→ REQUIRED WORK: Show every line of the data where the word "issues" can be found.

-- -- --

PR #1220, opened 2019-12-11
Mini Litex with DDR test

tmichalak:
This PR adds a minimal LiteX configuration for Arty and is featuring a Vexriscv CPU in the lite variant, DDR memory controller and uart.
In order to minimize the timing violations impact the sys_clk has been decreased to 50MHz.


litghost:
Looks like an OSERDES packing failure?

acomodi:
@litghost yes, `IOBUFTDS_M/S` modes lack of the correct pack_pattern. I think by modifying the https://github.com/SymbiFlow/symbiflow-arch-defs/blob/master/xc7/utils/add_pack_patterns.py script and adding the right patterns, this issue should be solved.

tmichalak:
Yes, I talked to @acomodi about it, I will add the pack pattern and see what else comes up.

xc7/tests/soc/litex/mini_ddr/scripts/min_ddr_arty.py
```diff
@@ -0,0 +1,103 @@
...
+            "BUFG", i_I=platform.request("clk100"), o_O=pll_clkin
+        )
+        self.submodules.pll = pll = S7PLL(speedgrade=-1)
+        self.comb += pll.reset.eq(~platform.request("cpu_reset"))
+        pll.register_clkin(pll_clkin, 100e6)
+        pll.create_clkout(self.cd_sys, sys_clk_freq)
+        pll.create_clkout(self.cd_sys4x, 4 * sys_clk_freq)
+        pll.create_clkout(self.cd_sys4x_dqs, 4 * sys_clk_freq, phase=90)
+        pll.create_clkout(self.cd_clk200, 200e6)
+        self.submodules.idelayctrl = S7IDELAYCTRL(self.cd_clk200)
```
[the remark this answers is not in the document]
acomodi: An additional thing would be to add the output to the idelayctrl (RDY signal), as currently VPR still removes it.

It could simply be directed to a led

mithro:
Just FYI - DDR generally has a "minimum" speed it has to operate at. It might not be possible to operate the DDR at only 200 MHz.

mkurc-ant:
After my recent attempts to nail down the DDR problem the design ceased to work at all. It looks like its skipping bytes sent through the UART:

```
s
1:X --= ==-  0M SRB
                     RB

                       AM...
izing SDwcoli00000000000000| delays00000000000000| delays:0000000000000| delays:0000000000000| delays:0000000000000| delays:0000000000000| delays: 0000000000000 delays: 0000000000000 dela b0 dela0000000000000000| delay000000000000000| delay000000000000000| delay000000000000000| delays00000000000000| delays:0000000000000| delays:0000000000000| delays: 0000000000000 delayb0 deowcontrol
rdwae56/256 errors
25m:rrors
```

While the same verilog file when used with vendor tools works flawlessly.

xc7/tests/soc/litex/mini_ddr/CMakeLists.txt
```diff
@@ -0,0 +1,26 @@
...
+  INPUT_XDC_FILE minilitex_ddr_arty.xdc
+  SDC_FILE arty.sdc
+)
+
+# TODO: Re-enable the diff_fasm test once the following issue is done
+# https://github.com/SymbiFlow/symbiflow-arch-defs/issues/1183
+add_vivado_target(
+    NAME minilitex_ddr_arty_vivado
+    PARENT_NAME minilitex_ddr_arty
+    DISABLE_DIFF_TEST
```
litghost: Please uncomment `DISABLE_DIFF_TEST`, as I expect it should be passing now.

mkurc-ant: I will, but there are at least 2 issues with fasm2bels that will make it fail. One is IOI_SING wire naming, another is related to VREF and IN_TERM decoding. That PR is attempt to fix that https://github.com/SymbiFlow/symbiflow-arch-defs/pull/1257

-- -- --

→ YOUR SOLUTION:
+# https://github.com/SymbiFlow/symbiflow-arch-defs/issues/1183
mkurc-ant: I will, but there are at least 2 issues with fasm2bels that will make it fail. One is IOI_SING wire naming, another is related to VREF and IN_TERM decoding. That PR is attempt to fix that https://github.com/SymbiFlow/symbiflow-arch-defs/pull/1257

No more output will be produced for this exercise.